- _Exercise prompt_
Provide a character-exact reproduction of the lines from the line with "pnpm-workspace.yaml" to the end of the entries.
───── Excerpted data ─────
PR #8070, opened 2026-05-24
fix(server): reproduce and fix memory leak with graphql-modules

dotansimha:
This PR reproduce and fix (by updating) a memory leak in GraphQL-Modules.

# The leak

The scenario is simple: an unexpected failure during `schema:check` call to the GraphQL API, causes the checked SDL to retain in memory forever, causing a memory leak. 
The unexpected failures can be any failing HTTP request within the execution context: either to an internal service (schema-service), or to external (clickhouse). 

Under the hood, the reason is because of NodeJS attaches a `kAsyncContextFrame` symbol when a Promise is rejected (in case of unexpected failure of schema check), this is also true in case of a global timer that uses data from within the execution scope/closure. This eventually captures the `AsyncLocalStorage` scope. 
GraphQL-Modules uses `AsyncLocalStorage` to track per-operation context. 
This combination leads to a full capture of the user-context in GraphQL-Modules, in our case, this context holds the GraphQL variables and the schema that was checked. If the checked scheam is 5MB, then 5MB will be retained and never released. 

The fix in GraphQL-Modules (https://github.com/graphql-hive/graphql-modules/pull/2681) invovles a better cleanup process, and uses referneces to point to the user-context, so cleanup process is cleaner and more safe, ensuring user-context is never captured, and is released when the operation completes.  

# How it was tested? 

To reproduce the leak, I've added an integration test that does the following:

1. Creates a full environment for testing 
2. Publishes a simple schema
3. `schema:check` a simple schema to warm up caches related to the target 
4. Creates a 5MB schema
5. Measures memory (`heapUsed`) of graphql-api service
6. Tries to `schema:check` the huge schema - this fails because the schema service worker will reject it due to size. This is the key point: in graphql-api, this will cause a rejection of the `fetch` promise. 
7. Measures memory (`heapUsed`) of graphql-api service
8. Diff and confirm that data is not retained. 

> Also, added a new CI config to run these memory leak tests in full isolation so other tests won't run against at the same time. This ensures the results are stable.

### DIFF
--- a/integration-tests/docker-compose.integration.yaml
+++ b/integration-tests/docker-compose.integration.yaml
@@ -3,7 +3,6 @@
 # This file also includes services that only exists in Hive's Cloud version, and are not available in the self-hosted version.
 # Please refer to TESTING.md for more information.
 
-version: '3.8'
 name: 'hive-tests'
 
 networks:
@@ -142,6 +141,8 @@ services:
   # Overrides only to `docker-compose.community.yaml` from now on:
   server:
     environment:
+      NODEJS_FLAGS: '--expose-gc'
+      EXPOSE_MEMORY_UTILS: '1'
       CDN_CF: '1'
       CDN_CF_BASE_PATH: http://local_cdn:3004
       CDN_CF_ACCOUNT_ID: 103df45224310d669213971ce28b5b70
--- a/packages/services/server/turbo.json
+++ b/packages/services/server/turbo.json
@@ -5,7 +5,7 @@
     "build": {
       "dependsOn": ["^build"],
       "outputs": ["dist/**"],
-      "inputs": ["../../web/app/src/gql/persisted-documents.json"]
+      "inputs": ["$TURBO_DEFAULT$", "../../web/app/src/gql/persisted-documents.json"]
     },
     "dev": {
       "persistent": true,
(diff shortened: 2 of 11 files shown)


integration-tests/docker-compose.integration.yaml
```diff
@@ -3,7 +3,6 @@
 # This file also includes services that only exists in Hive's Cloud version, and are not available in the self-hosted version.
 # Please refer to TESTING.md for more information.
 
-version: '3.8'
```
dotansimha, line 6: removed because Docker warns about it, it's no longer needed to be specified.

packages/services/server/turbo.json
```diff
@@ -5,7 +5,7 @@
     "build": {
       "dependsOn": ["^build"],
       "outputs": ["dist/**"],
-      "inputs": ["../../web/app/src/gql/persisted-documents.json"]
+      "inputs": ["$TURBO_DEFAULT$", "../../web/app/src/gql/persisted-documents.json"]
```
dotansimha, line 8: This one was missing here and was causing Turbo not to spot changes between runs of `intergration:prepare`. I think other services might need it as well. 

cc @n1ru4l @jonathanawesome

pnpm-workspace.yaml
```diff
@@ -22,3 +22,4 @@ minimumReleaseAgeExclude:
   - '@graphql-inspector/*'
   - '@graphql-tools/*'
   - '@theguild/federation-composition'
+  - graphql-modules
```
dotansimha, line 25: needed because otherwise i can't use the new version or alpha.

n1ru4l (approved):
─────
- _Completed task_
pnpm-workspace.yaml
```diff
@@ -22,3 +22,4 @@ minimumReleaseAgeExclude:
   - '@graphql-inspector/*'
   - '@graphql-tools/*'
   - '@theguild/federation-composition'
+  - graphql-modules
```
dotansimha, line 25: needed because otherwise i can't use the new version or alpha.

n1ru4l (approved):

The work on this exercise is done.